A series of violent crimes perpetrated by young people in Japan over the last year has generated considerable public discussion and concern. As in other countries, the response in the media and official circles has been to demand harsher penalties and to prosecute young offenders as adults. But a closer look at the cases reveals that these outbursts of violence have their roots in the growing social dislocation in Japan that has left many young people adrift, alienated and in some cases, deeply disturbed.

In mid-August, a 15-year-old boy from Oita, on the southernmost island of Japan, committed a multiple-stabbing murder. His father accused him of spying on a neighbour's 15-year-old granddaughter and after what the boy described as “accusing looks” by the neighbour and his family, he decided to kill them. He waited until the middle of the night, broke into the house, stabbed all six residents then tried to burn the house down. Three of the family died from their injuries. According to neighbours, he had always been a rather quiet, normal boy and had reportedly been the victim of school bullying and extortion.

In May, a 17-year-old youth from Saga near Hiroshima walked out of a mental institution, on a temporary release, and onto a bus. He held a long-bladed knife at the throat of the bus driver and demanded the bus be driven under his instructions. The hijacking lasted 15 hours and involved 21 passengers, including a six-year-old girl. The teenager held the knife at passengers' throats and reportedly took photos of the victims and laughed as they bled. One woman died.

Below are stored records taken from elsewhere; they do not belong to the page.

PR #3112, opened 2021-03-15
Add support for explicit guiderate for injection groups

totto82:
With this commit the guiderate logic used for the production groups is also used for injectors
This allows for setting guiderates explicit at different group levels
Only RATE, NETV and VOID guiderate type is supported.

Needs to be merged together with OPM/opm-common#2355

### DIFF
--- a/opm/simulators/wells/BlackoilWellModel_impl.hpp
+++ b/opm/simulators/wells/BlackoilWellModel_impl.hpp
@@ -1319,6 +1319,7 @@ namespace Opm {
             well_state_nupcol_ = well_state_;
         }
 
+        const auto& summaryState = ebosSimulator_.vanguard().summaryState();
         // the group target reduction rates needs to be update since wells may have swicthed to/from GRUP control
         // Currently the group target reduction does not honor NUPCOL. TODO: is that true?
         std::vector<double> groupTargetReduction(numPhases(), 0.0);
@@ -1326,13 +1327,13 @@ namespace Opm {
         std::vector<double> groupTargetReductionInj(numPhases(), 0.0);
         WellGroupHelpers::updateGroupTargetReduction(fieldGroup, schedule(), reportStepIdx, /*isInjector*/ true, phase_usage_, *guideRate_, well_state_nupcol_, well_state_, groupTargetReductionInj);
 
+        // the guiderate update should not be part of this function
+        // remove in seperate PR since it affects existing functionality
         const double simulationTime = ebosSimulator_.time();
         std::vector<double> pot(numPhases(), 0.0);
-        WellGroupHelpers::updateGuideRateForGroups(fieldGroup, schedule(), phase_usage_, reportStepIdx, simulationTime, /*isInjector*/ false, well_state_, comm, guideRate_.get(), pot);
-        std::vector<double> potInj(numPhases(), 0.0);
-        WellGroupHelpers::updateGuideRateForGroups(fieldGroup, schedule(), phase_usage_, reportStepIdx, simulationTime, /*isInjector*/ true, well_state_, comm, guideRate_.get(), potInj);
+        WellGroupHelpers::updateGuideRateForProductionGroups(fieldGroup, schedule(), phase_usage_, reportStepIdx, simulationTime, well_state_, comm, guideRate_.get(), pot);
+        WellGroupHelpers::updateGuideRatesForInjectionGroups(fieldGroup, schedule(), summaryState, phase_usage_, reportStepIdx, well_state_, guideRate_.get());
 
-        const auto& summaryState = ebosSimulator_.vanguard().summaryState();
         WellGroupHelpers::updateREINForGroups(fieldGroup, schedule(), reportStepIdx, phase_usage_, summaryState, well_state_nupcol_, well_state_);
         WellGroupHelpers::updateVREPForGroups(fieldGroup, schedule(), reportStepIdx, well_state_nupcol_, well_state_);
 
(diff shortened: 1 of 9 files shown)


blattms:
Seems like I still don't get the efficiency factors. Somehow I would have expected that the group efficiency would influence the updating of the guide rates, too.

totto82:
> Seems like I still don't get the efficiency factors. Somehow I would have expected that the group efficiency would influence the updating of the guide rates, too.

Please tell me where  you miss the group efficiency factor. The code should follow the logic of the production group, which I assumed was correct.

opm/simulators/wells/BlackoilWellModel_impl.hpp
```diff
@@ -2866,11 +2867,17 @@ namespace Opm {
             for (auto gi = 0*nu; gi < nu; ++gi) {
                 const auto& gname = up[start + gi];
                 const auto& group = sched.getGroup(gname, reportStepIdx);
+                const auto  grup_type = group.getGroupType();
```
bska, line 2870: This variable is not referenced later.  Is that intentional?  If so, we should just remove it.

opm/simulators/wells/WellGroupHelpers.cpp
```diff
@@ -227,6 +227,60 @@ namespace WellGroupHelpers
...
+            case Group::GuideRateInjTarget::RESV:
+                OPM_THROW(std::runtime_error, "GUIDE PHASE RESV not implemented. Group " + group.name());
+            case Group::GuideRateInjTarget::POTN:
+                break;
+            case Group::GuideRateInjTarget::NO_GUIDE_RATE:
+                break;
+            default:
+                assert(false);
+            }
+            guideRate->injectionGroupCompute(group.name(), phase, reportStepIdx, guideRateValue);
```
blattms, line 280: The group efficiency for the production group is applied at [WellGroupHelpers.hpp#L156-L162](https://github.com/OPM/opm-simulators/blob/205c4839192d2aa5ced7d6cb88ccede78f246dcd/opm/simulators/wells/WellGroupHelpers.hpp#L156-L162) when we compute the guide rates for production. Shouldn't this also be done before this line. 
But I might be missing something.

totto82: From my understanding it should already be accounted for here https://github.com/OPM/opm-simulators/blob/c29b61ff999969c0964cd6e39131661c7c3ea123/opm/simulators/wells/WellGroupHelpers.cpp#L162

totto82:
Note that NETV guiderate type will not work in parallel yet. I temporary reverted the fix for this to avoid changes that effects results. PR #3115 or something similar need to be merged to make NETV work in parallel.

opm/simulators/wells/BlackoilWellModel_impl.hpp
```diff
@@ -2949,12 +2955,34 @@ namespace Opm {
...
         return grval;
     }
+    template <typename TypeTag>
+    data::GuideRateValue
+    BlackoilWellModel<TypeTag>::
+    getGuideRateInjectionGroupValues(const Group& group) const
+    {
+        auto grval = data::GuideRateValue{};
+
+        assert (this->guideRate_ != nullptr);
```
joakim-hove, line 2971: According to Joakim's principle on assert: https://github.com/OPM/opm-simulators/issues/3117 - which is still undisputed, this should be a `std::logic_error()`

opm/simulators/wells/TargetCalculator.hpp
```diff
@@ -163,6 +163,126 @@ namespace WellGroupHelpers
...
+                target_ = GuideRateModel::Target::OIL;
+                break;
+            }
+            case Phase::GAS: {
+                pos_ = pu.phase_pos[BlackoilPhases::Vapour];
+                target_ = GuideRateModel::Target::GAS;
+                break;
+            }
+            default:
+                assert(false);
```
joakim-hove, line 207: See: https://github.com/OPM/opm-simulators/issues/3117

opm/simulators/wells/BlackoilWellModel_impl.hpp
totto82: I guess it is mainly for convenience. To avoid issues in parallel we currently need to pass around the `deferred_logger` which could be a pain sometimes.  I can give it a try for cases in this PR.

joakim-hove: OK; but the problem is only relevant when/if we want to log the exception? If we let the exception bubble all the way up and kill the process there should be no difference (i.e. entire application terminates) both for `assert()` and `throw`?

totto82:
jenkins build this please

opm/simulators/wells/BlackoilWellModel_impl.hpp
```diff
@@ -2949,12 +2955,34 @@ namespace Opm {
...
+
+        const auto& gname = group.name();
+        if (this->guideRate_->has(gname, Opm::Phase::GAS)) {
+            // No guiderates exist for 'gname'.
```
bska, line 2975: Note: This comment directly contradicts the code.  I suspect you copied this from [`getGuideRateValue()`](https://github.com/OPM/opm-simulators/blob/3df75f5ab69d11e16120b824ddcc8c774591743d/opm/simulators/wells/BlackoilWellModel_impl.hpp#L2978-L2981), but that function uses the opposite criterion,
```C++
if (! this->guideRate_->has(...))
```

totto82:
jenkins build this opm-simulators=3112 opm-tests=504 please

totto82:
jenkins build this opm-common=2355 opm-tests=504 please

The youth had been hospitalised in March after a knife attack on his mother. Up until this year, he had been an excellent student who graduated from middle school with very good marks. But after nine days at high school, he refused to attend, became reclusive and would rarely leave his home.

On the day of the hijacking another 17-year-old youth turned up at a police station to confess to the murder of an elderly woman. The press sensationalised the boy's alleged statement to police that he “wanted to experience what it would be like to kill someone”. But the prosecutors, as reported in the Asahi Shimbun, found the motives were more complex and disturbing.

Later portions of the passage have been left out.